[RAW DATA Boundary: Start]

PR #7769, opened 2023-04-14
[framework] Support partial voting in aptos_governance module

xindingw:
### Test Plan

Unit testing.
Move e2e testing.

### DIFF
--- a/aptos-move/framework/aptos-framework/sources/aptos_governance.move
+++ b/aptos-move/framework/aptos-framework/sources/aptos_governance.move
@@ -7,8 +7,8 @@
  * 1. Proposers can create a proposal by calling AptosGovernance::create_proposal. The proposer's backing stake pool
  * needs to have the minimum proposer stake required. Off-chain components can subscribe to CreateProposalEvent to
  * track proposal creation and proposal ids.
- * 2. Voters can vote on a proposal. Their voting power is derived from the backing stake pool. Each stake pool can
- * only be used to vote on each proposal exactly once.
+ * 2. Voters can vote on a proposal. Their voting power is derived from the backing stake pool. A stake pool can vote
+ * on a proposal multiple times as long as the total voting power of these votes don't exceed its total voting power.
  *
  */
 module aptos_framework::aptos_governance {
@@ -17,6 +17,7 @@ module aptos_framework::aptos_governance {
     use std::signer;
     use std::string::{Self, String, utf8};
     use std::vector;
+    use std::features;
 
     use aptos_std::simple_map::{Self, SimpleMap};
     use aptos_std::table::{Self, Table};
@@ -53,9 +54,17 @@ module aptos_framework::aptos_governance {
     const EMETADATA_HASH_TOO_LONG: u64 = 10;
     /// Account is not authorized to call this function.
     const EUNAUTHORIZED: u64 = 11;
+    /// The stake pool is using voting power more than it has.
+    const EVOTING_POWER_OVERFLOW: u64 = 12;
+    /// Partial voting feature hasn't been properly initialized.
+    const EPARTIAL_VOTING_NOT_INITIALIZED: u64 = 13;
+    /// The proposal in the argument is not a partial voting proposal.
+    const ENOT_PARTIAL_VOTING_PROPOSAL: u64 = 14;
 
     /// This matches the same enum const in voting. We have to duplicate it as Move doesn't have support for enums yet.
     const PROPOSAL_STATE_SUCCEEDED: u64 = 1;
+
+    const MAX_U64: u64 = 18446744073709551615;
 
     /// Proposal metadata attribute keys.
     const METADATA_LOCATION_KEY: vector<u8> = b"metadata_location";
@@ -82,6 +91,11 @@ module aptos_framework::aptos_governance {
     /// Records to track the proposals each stake pool has been used to vote on.
     struct VotingRecords has key {
         votes: Table<RecordKey, bool>
+    }
+
+    /// Records to track the voting power usage of each stake pool on each proposal.
+    struct VotingRecordsV2 has key {
+        votes: Table<RecordKey, u64>
     }
 
     /// Used to track which execution script hashes have been approved by governance.
@@ -196,6 +210,18 @@ module aptos_framework::aptos_governance {
         );
     }
 
+    /// Initializes the state for Aptos Governance partial voting. Can only be called through Aptos governance
+    /// proposals with a signer for the aptos_framework (0x1) account.
+    public fun initialize_partial_voting(
+        aptos_framework: &signer,
+    ) {
+        system_addresses::assert_aptos_framework(aptos_framework);
+
+        move_to(aptos_framework, VotingRecordsV2 {
+            votes: table::new(),
+        });
+    }
+
     #[view]
     public fun get_voting_duration_secs(): u64 acquires GovernanceConfig {
         borrow_global<GovernanceConfig>(@aptos_framework).voting_duration_secs
@@ -209,6 +235,49 @@ module aptos_framework::aptos_governance {
     #[view]
     public fun get_required_proposer_stake(): u64 acquires GovernanceConfig {
         borrow_global<GovernanceConfig>(@aptos_framework).required_proposer_stake
+    }
+
+    #[view]
+    /// Return true if a stake pool has already voted on a proposal before partial governance voting is enabled.
+    public fun has_entirely_voted(stake_pool: address, proposal_id: u64): bool acquires VotingRecords {
+        let record_key = RecordKey {
+            stake_pool,
+            proposal_id,
+        };
+        // If a stake pool has already voted on a proposal before partial governance voting is enabled,
+        // there is a record in VotingRecords.
+        let voting_records = borrow_global<VotingRecords>(@aptos_framework);
+        table::contains(&voting_records.votes, record_key)
+    }
+
+    #[view]
+    /// Return remaining voting power of a stake pool on a proposal.
+    /// Note: a stake pool's voting power on a proposal could increase overtime(e.g. rewards/new stake).
+    public fun get_remaining_voting_power(stake_pool: address, proposal_id: u64): u64 acquires VotingRecords, VotingRecordsV2 {
+        assert_voting_initialization();
+
+        // The voter's stake needs to be locked up at least as long as the proposal's expiration.
+        let proposal_expiration = voting::get_proposal_expiration_secs<GovernanceProposal>(@aptos_framework, proposal_id);
+        let lockup_until = stake::get_lockup_secs(stake_pool);
+        if (proposal_expiration > lockup_until) {
+            return 0
+        };
+
+        // If a stake pool has already voted on a proposal before partial governance voting is enabled, the stake pool
+        // cannot vote on the proposal even after partial governance voting is enabled.
+        if (has_entirely_voted(stake_pool, proposal_id)) {
+            return 0
+        };
+        let record_key = RecordKey {
+            stake_pool,
+            proposal_id,
+        };
+        let used_voting_power = 0u64;
+        if (features::partial_governance_voting_enabled()) {
+            let voting_records_v2 = borrow_global<VotingRecordsV2>(@aptos_framework);
+            used_voting_power = *table::borrow_with_default(&voting_records_v2.votes, record_key, &0);
+        };
+        get_voting_power(stake_pool) - used_voting_power
     }
 
     /// Create a single-step proposal with the backing `stake_pool`.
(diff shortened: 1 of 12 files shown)


aptos-move/framework/aptos-framework/sources/aptos_governance.move
```diff
@@ -84,6 +93,16 @@ module aptos_framework::aptos_governance {
         votes: Table<RecordKey, bool>
     }
 
+    /// Records partial voting proposals.
+    struct PartialVotingProposals has key {
```
movekevin, line 97: This looks only useful during the transitioning period but useless after once all proposals are "partial voting proposals". Is there a way to avoid needing this new struct?

aptos-move/framework/aptos-framework/sources/aptos_governance.move
```diff
@@ -211,6 +245,27 @@ module aptos_framework::aptos_governance {
...
+        if (!exists<PartialVotingProposals>(@aptos_framework)) {
+            return false
+        };
+        let partial_voting_proposals = borrow_global<PartialVotingProposals>(@aptos_framework);
+        table::contains(&partial_voting_proposals.proposals, proposal_id)
+    }
+
+    #[view]
+    /// Return voting power usage of a stake pool on a proposal. Only partial voting proposals could be queried.
+    public fun get_voting_power_usage(stake_pool: address, proposal_id: u64): u64 acquires PartialVotingProposals, VotingRecordsV2 {
```
movekevin, line 259: nit: voting power usage is not a good name for this. Also, should we just have a single view function that returns a tuple of vote (yes or no) and voting power associated with the vote?

aptos-move/framework/aptos-framework/sources/aptos_governance.move
```diff
@@ -294,28 +358,76 @@ module aptos_framework::aptos_governance {
...
+        if (!is_partial_voting_proposal) {
+            assert!(
+                !table::contains(&voting_records.votes, record_key),
+                error::invalid_argument(EALREADY_VOTED));
+            table::add(&mut voting_records.votes, record_key, true);
+        };
 
-        let voting_power = get_voting_power(stake_pool);
+        let staking_pool_voting_power = get_voting_power(stake_pool);
+        if (is_partial_voting_proposal) {
```
movekevin, line 418: This logic can be greatly simplified by always checking voting records (v1) first, then if not present, check voting records v2. Also we can update vote() to dual write to both voting records v1 and v2 to simplify removal in the future (then we can just simply delete voting records v1 write once there are no longer proposals that are on the previous records)

aptos-move/framework/aptos-framework/sources/aptos_governance.move
```diff
@@ -53,10 +54,18 @@ module aptos_framework::aptos_governance {
...
+    const EVOTING_POWER_OVERFLOW: u64 = 12;
+    /// Partial voting feature hasn't been properly initialized.
+    const EPARTIAL_VOTING_NOT_INITIALIZED: u64 = 13;
+    /// The proposal in the argument is not a partial voting proposal.
+    const ENOT_PARTIAL_VOTING_PROPOSAL: u64 = 14;
 
     /// This matches the same enum const in voting. We have to duplicate it as Move doesn't have support for enums yet.
     const PROPOSAL_STATE_SUCCEEDED: u64 = 1;
 
+    const MAX_U64: u64 = 18446744073709551615;
```
movekevin, line 67: I wonder if we can just move this into the math_u64 module and add a max_value function or something. @gerben-stavenga what do you think?

aptos-move/framework/aptos-framework/sources/aptos_governance.move
```diff
@@ -211,6 +237,28 @@ module aptos_framework::aptos_governance {
         borrow_global<GovernanceConfig>(@aptos_framework).required_proposer_stake
     }
 
+    #[view]
+    /// Return remaining voting power of a stake pool on a proposal.
+    public fun get_remaining_voting_power(stake_pool: address, proposal_id: u64): u64 acquires VotingRecords, VotingRecordsV2 {
+        if (features::partial_governance_voting_enabled()) {
```
movekevin, line 243: I think it's cleaner to create a function is_partial_voting_enabled() which checks both the feature flag and that VotingRecordsV2 is initialized

aptos-move/framework/aptos-framework/sources/aptos_governance.move
```diff
@@ -211,6 +237,28 @@ module aptos_framework::aptos_governance {
...
+            assert!(exists<VotingRecordsV2>(@aptos_framework), error::invalid_state(EPARTIAL_VOTING_NOT_INITIALIZED));
+        };
+        let record_key = RecordKey {
+            proposal_id,
+            stake_pool,
+        };
+        let voting_records = borrow_global<VotingRecords>(@aptos_framework);
```
movekevin, line 250: Let's just add a getter function for this as well has_entirely_voted or something like that that returns true if a stake pool has voted as tracked by VotingRecords (v1)

movekevin, line 250: Can you add some comments for the flow here just for posterity?

aptos-move/framework/aptos-framework/sources/aptos_governance.move
```diff
@@ -294,28 +342,43 @@ module aptos_framework::aptos_governance {
...
+    ) acquires ApprovedExecutionHashes, GovernanceEvents, VotingRecords, VotingRecordsV2 {
         let voter_address = signer::address_of(voter);
         assert!(stake::get_delegated_voter(stake_pool) == voter_address, error::invalid_argument(ENOT_DELEGATED_VOTER));
 
-        // Ensure the voter doesn't double vote with the same stake pool.
-        let voting_records = borrow_global_mut<VotingRecords>(@aptos_framework);
-        let record_key = RecordKey {
-            stake_pool,
-            proposal_id,
+        let staking_pool_voting_power = get_remaining_voting_power(stake_pool, proposal_id);
```
movekevin, line 378: This is a bit strange to me 🤔 Why not do the math forward - if current voted power + new vote > total stake pool's voting power?

aptos-move/framework/aptos-framework/sources/aptos_governance.move
```diff
@@ -294,28 +342,43 @@ module aptos_framework::aptos_governance {
...
+        vote_internal(voter, stake_pool, proposal_id, voting_power, should_pass);
+    }
+
+    /// Vote on proposal with `proposal_id` and specified voting_power from `stake_pool`.
+    /// If voting_power is more than all the left voting power of `stake_pool`, use all the left voting power.
+    fun vote_internal(
+        voter: &signer,
+        stake_pool: address,
+        proposal_id: u64,
+        voting_power: u64,
```
movekevin, line 372: What happens when voting_power is MAX_U64 here?

aptos-move/framework/aptos-framework/sources/aptos_governance.move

[RAW DATA Boundary: End]

Check each line of the entries for "from" and copy those that have it.

- REPLY:
- * 2. Voters can vote on a proposal. Their voting power is derived from the backing stake pool. Each stake pool can
+ * 2. Voters can vote on a proposal. Their voting power is derived from the backing stake pool. A stake pool can vote
+    /// Vote on proposal with `proposal_id` and specified voting_power from `stake_pool`.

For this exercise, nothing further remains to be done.